Дождь прошел, господи, все вокруг оранжевое, осень. Женька Комисар подняла голову вверх, небо цвет не изменило. Небесное полотно, как всегда, радовало пиарщицу бескрайностью и синевой. Осень пройдет, подумала она, и эта оранжевая мишура останется в прошлом, и только небо над головой вне зависимости от времени года с завидным постоянством будет дарить радость рядовому закраинцу. Необходимо эту мысль развить в газетной статье. Оранжевый – цвет агрессии, а синий – стабильности, подумала пиарщица, для которой с началом предвыборной кампании окружающий мир превратился в один-единый поток политических страстей и интриг. Главное – в фекальных информационных стоках не захлебнуться и не утонуть.
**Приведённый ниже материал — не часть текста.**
Issue #382, opened 2021-03-30
Values of DATE date literals should not be the *extended* ISO-8601 date


dlurton:
[This issue assumes that the values for the year component of `DATE` values should have the same constraints as that of an Ion timestamp.]

In essence:  the Ion timestamp only allows year values between 1 and 9999 while `LocalDate` accepts years in the range of -999999999 thru +999999999, if the year is prefixed with a `+` or a `-` sign.

This is because the `LocalDate.parse` method accepts the *extended* ISO-8601 date which allows for more than 4 digit years if the year is preceded by a `+` or `-` sign.  I doubt we intended to support this, given that the Ion timestamp does not.

I recommend adding some functions for validating and parsing `DATE` values that can be used by `SqlParser` and anything else such as the `CAST` functionality and `ExprValueFactory` implementation.

The following should result in an error instead of a valid AST.

```
Welcome to the PartiQL REPL!
Using version: 0.2.7-SNAPSHOT-ce4f7a0
PartiQL> DATE '+999999-03-01'
   | !!
===' 

(
  query
  (
    date
    999999
    3
    1
  )
)
--- 
OK!
```

abhikuhikar:
Fixed by #385

PR #385, opened 2021-04-07
Fixes parser for extended dates.

abhikuhikar:
*Issue #382 :*

*Description of changes:*
- Fixes parser to filter out the extended dates. The only allowed dates are of the format `yyyy-MM-dd`
- Added tests for random `DATE` literals. 


lang/src/org/partiql/lang/syntax/SqlParser.kt
```diff
@@ -2232,20 +2233,30 @@ class SqlParser(private val ion: IonSystem) : Parser {
...
-            else -> err("Expected date string followed by the keyword DATE, found ${head?.value?.type}", PARSE_UNEXPECTED_TOKEN)
+    private fun List<Token>.parseDate(): ParseNode {
+        val dateStringToken = head
+        if (dateStringToken?.value == null || dateStringToken.type != LITERAL || !dateStringToken.value.isText) {
+            err("Expected date string followed by the keyword DATE, found ${head?.value?.type}", PARSE_UNEXPECTED_TOKEN)
         }
 
+        val dateString = dateStringToken.value.stringValue()
+
+        val datePatternRegex = Regex("\\d\\d\\d\\d-\\d\\d-\\d\\d")
```
dlurton, line 2244: Another one, you can move this definition to a `private val` at the top of the file to avoid re-creating `Regex` instances you don't need.

dlurton (changes requested):
One minor change--let me know when you've submitted the next change and I'll try to give a quick approval.

lang/src/org/partiql/lang/syntax/SqlParser.kt
abhikuhikar: Done.

lang/src/org/partiql/lang/syntax/SqlParser.kt
```diff
@@ -38,6 +39,7 @@ import java.time.format.DateTimeParseException
 class SqlParser(private val ion: IonSystem) : Parser {
 
     private val trueValue: IonBool = ion.newBool(true)
+    private val datePatternRegex = Regex("\\d\\d\\d\\d-\\d\\d-\\d\\d")
```
dlurton, line 42: That's better I guess, but I really meant outside of the class too.  A singleton.

dlurton (dismissed):
Ok to merge unless you really want to make that `Regex` a singleton.

lang/src/org/partiql/lang/syntax/SqlParser.kt
```diff
@@ -32,14 +32,18 @@ import java.time.LocalDate
 import java.time.format.DateTimeFormatter.*
 import java.time.format.DateTimeParseException
 
+/**
+ * Regex pattern to match date strings of the format yyyy-MM-dd
+ */
+@JvmField val DATE_PATTERN_REGEX = Regex("\\d\\d\\d\\d-\\d\\d-\\d\\d")
```
dlurton, line 38: Not sure why this is `@JvmField`?  That's only needed if you intend this to be accessed by Java clients.  Additionally, this should be `private` since we don't want this to be part of the API.

dlurton (changes requested):

lang/src/org/partiql/lang/syntax/SqlParser.kt
abhikuhikar: If this is to be kept `private`, isn't it better to keep it as a `private` member inside the class?

dlurton (dismissed):

lang/src/org/partiql/lang/syntax/SqlParser.kt
dlurton: I don't know why it would be better.  I suppose that one could make an argument that we should avoid polluting the top-level namespace, but I don't think that applies here since there aren't a lot of top-level definitions in this file, and `private` means its not accessible to code in other files.

dlurton (approved):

Неожиданно на лоб Женьке упала огромная холодная капля, не успевшая влиться в небесный водопад сверхмощного дождя. Одинокая капля бесцеремонно сверкала чистотой и прозрачностью, стекая по лицу пиарщицы.
Неужели от незамутненности сознания политическими страстями зависела ее дальнейшая жизнь? Хорошо, что это не влажный привет от случайно пролетающей птички, вытирая с лица скользящую по коже дождевую каплю, рассуждала Комисар. Сашка Громов не выходил на связь сутки, а еще муж называется, близкий родной человек. Женьку подобные отношения угнетали. Он мог в течение дня не звонить ей, как будто Женьки не существовало в его бурной творческой жизни. Она мысленно сравнила мужа с птицей, которая сначала бездумно нагадит, а потом улетит. Причем летал этот коршун по дому последние три дня исключительно в оранжевой футболке, на которой неприлично большими буквами написано «ТАК! ТИК – ТАК!». Звонить Громову первой она не решалась.
Когда-то дрессировщик Вика ей объяснил, что если собака не выполняет команду «ко мне» и не подходит к хозяину, необходимо резко развернутся и уйти от нее. Животное сработает на движение, и через минуту ваш четвероногий друг бежит за вами вприпрыжку. Женька попробовала применить этот прием не только на собаке, но и на муже. Срабатывало безукоризненно, но случались исключения из правил, как сегодня. Если бы Комисар спросили, кто тебе дороже – Громов или обожаемый пес Вик, она бы ответила…
Слава Всевышнему, ее никто и никогда об этом не спрашивал.
Пиарщица достала из сумочки мобильный и вызвала такси. Машина пришла на удивление быстро. Поездки из офиса Пиар-Центра в штаб «Партии Губерний» и обратно Женьку утомляли, сказывались материально, но денег на такси она не жалела. Самым ценным в период избирательной кампании являлось время, с этой аксиомой доморощенной пиарщице приходилось смириться. К ее приезду предвыборная суета в штабе кандидата в президенты Виктора Япановича достигла апогея. С большим трудом Женька разыскала некую Марию Петровну, отвечающую за создание транспарантов.
– Здравствуйте, я Евгения Комисар из Пиар-Центра, мне поручили проверить текст, который вы написали на плакатах, – сказала она Марии Петровне, чей внушительный вид значительно превышал среднестатистические размеры женских форм. Мария Петровна напоминала сказочного Гулливера, который к удивлению окружающих ее людей, достигнув максимального роста в высоту, с годами отвоевывал себе жизненное пространство и в ширину. Женщина-гора улыбнулась Женьке, оголив передние зубы, спрятанные под толстым слоем золотых коронок. Мария Петровна хотела казаться незнакомке любезной, это ей с трудом, но удавалось.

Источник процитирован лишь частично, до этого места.